Records shown —
● ● ● ● ● ● ●

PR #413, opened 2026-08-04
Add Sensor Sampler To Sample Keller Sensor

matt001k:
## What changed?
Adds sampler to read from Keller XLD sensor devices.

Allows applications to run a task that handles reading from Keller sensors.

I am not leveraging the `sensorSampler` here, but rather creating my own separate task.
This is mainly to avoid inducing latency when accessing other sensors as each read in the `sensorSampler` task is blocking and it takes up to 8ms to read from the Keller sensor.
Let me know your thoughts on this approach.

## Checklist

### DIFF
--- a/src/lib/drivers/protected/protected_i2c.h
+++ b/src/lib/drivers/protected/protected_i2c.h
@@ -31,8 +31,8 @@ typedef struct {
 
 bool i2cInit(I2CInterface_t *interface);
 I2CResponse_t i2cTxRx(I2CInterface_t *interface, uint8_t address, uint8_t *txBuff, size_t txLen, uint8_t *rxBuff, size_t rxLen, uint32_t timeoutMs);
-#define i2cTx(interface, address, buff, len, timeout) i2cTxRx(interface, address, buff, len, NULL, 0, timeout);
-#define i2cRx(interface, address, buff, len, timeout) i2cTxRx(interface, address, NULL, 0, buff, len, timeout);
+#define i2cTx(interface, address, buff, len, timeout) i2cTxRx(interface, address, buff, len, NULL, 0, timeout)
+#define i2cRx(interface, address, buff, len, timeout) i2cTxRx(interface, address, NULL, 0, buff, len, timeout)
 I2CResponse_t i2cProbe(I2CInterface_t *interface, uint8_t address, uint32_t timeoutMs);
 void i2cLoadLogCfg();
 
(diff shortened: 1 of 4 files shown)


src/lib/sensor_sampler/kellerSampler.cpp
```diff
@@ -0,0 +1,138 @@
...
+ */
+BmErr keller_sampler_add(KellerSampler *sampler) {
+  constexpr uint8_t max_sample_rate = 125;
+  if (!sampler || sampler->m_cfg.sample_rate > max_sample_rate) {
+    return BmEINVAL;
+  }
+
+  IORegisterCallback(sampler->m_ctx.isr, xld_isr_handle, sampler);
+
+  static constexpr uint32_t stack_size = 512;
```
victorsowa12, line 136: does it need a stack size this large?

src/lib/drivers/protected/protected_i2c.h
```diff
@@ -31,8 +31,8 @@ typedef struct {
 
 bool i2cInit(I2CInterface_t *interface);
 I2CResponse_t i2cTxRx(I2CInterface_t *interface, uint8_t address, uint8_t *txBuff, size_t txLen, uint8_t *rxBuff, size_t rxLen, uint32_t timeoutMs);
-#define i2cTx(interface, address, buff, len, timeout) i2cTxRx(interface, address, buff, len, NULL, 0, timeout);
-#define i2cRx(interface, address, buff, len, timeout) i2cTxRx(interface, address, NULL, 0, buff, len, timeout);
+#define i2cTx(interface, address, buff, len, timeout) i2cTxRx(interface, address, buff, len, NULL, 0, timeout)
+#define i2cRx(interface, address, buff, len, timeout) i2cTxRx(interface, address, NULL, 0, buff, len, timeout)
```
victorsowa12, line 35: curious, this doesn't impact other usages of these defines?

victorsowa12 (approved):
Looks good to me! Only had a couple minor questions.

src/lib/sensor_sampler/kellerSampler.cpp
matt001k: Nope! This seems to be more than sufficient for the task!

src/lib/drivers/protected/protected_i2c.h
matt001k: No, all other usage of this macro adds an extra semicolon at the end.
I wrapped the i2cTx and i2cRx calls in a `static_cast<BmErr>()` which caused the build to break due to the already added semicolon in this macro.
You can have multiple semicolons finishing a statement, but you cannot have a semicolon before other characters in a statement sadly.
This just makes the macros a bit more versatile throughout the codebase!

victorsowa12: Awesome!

● ● ● ● ● ● ●

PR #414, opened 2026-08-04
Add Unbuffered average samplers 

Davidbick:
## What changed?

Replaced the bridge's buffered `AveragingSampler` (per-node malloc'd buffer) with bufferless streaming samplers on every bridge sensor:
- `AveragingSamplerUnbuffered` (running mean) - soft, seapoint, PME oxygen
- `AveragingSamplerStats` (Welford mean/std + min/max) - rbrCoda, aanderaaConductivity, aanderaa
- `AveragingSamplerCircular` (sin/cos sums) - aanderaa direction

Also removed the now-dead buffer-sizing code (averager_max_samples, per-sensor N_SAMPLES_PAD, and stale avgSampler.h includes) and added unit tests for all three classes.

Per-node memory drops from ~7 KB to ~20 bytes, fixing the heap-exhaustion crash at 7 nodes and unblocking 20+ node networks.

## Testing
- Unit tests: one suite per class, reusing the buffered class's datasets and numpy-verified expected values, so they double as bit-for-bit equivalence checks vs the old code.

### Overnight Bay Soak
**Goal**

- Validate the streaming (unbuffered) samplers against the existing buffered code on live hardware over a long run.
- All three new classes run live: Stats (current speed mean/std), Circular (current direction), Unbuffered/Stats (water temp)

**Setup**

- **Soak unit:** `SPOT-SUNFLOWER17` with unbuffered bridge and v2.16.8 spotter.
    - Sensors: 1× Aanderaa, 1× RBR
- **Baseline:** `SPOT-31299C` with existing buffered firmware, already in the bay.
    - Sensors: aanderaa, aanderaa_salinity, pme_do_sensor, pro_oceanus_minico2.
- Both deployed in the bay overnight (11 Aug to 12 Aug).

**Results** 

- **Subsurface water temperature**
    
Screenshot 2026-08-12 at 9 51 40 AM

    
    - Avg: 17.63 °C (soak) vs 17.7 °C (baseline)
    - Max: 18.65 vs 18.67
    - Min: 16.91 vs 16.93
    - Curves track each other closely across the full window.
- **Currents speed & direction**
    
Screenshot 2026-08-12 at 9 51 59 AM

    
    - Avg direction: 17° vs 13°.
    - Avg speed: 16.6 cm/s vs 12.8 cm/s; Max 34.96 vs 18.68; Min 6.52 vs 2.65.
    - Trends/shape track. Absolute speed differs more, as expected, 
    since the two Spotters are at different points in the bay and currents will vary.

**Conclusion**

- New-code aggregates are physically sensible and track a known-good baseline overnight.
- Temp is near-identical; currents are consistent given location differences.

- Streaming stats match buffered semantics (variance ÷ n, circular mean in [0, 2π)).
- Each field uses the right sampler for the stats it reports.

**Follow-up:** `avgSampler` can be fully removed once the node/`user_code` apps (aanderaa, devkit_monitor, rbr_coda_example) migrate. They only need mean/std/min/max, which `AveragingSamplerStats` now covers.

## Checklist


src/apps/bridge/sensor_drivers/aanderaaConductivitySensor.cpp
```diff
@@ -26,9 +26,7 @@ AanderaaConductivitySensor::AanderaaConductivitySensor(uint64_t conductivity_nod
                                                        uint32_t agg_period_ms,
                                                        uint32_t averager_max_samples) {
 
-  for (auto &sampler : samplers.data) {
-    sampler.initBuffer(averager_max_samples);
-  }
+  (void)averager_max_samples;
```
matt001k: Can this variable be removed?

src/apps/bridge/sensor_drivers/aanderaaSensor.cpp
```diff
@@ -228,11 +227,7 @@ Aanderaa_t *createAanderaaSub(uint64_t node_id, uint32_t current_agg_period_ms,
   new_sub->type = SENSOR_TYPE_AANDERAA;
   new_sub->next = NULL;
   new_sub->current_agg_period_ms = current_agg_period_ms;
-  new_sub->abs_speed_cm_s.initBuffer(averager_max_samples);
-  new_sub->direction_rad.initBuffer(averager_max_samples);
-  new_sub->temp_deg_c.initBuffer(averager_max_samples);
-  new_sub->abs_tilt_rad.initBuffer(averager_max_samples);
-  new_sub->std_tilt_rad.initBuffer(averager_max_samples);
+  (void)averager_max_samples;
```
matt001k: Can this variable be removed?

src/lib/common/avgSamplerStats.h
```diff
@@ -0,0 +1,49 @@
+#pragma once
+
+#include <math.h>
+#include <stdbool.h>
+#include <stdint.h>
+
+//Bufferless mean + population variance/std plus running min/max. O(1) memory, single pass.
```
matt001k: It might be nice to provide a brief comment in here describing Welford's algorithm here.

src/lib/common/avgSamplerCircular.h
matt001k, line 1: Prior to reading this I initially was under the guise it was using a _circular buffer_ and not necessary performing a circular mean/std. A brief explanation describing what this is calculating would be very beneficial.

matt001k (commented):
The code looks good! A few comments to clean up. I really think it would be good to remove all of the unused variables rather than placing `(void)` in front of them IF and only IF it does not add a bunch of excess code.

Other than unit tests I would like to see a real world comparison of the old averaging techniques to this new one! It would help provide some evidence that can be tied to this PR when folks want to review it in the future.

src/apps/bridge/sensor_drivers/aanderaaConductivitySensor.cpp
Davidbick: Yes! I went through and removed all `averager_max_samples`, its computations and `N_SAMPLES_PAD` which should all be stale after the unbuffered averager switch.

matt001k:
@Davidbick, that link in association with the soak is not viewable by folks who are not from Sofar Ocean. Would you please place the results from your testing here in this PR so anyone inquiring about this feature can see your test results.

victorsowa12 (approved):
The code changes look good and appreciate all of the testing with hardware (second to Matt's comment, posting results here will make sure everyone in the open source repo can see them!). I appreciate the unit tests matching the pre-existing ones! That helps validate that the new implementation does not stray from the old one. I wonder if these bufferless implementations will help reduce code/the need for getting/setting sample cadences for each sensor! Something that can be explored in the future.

● ● ● ● ● ● ●

What you are asked to do —
In the entries above, please find the line with "PR #413, opened 2026-08-04" and the line with "Allows applications to", then write out exactly those two lines and every line between them, and nothing more.

Answer below —
PR #413, opened 2026-08-04
Add Sensor Sampler To Sample Keller Sensor

matt001k:
## What changed?
Adds sampler to read from Keller XLD sensor devices.

Allows applications to run a task that handles reading from Keller sensors.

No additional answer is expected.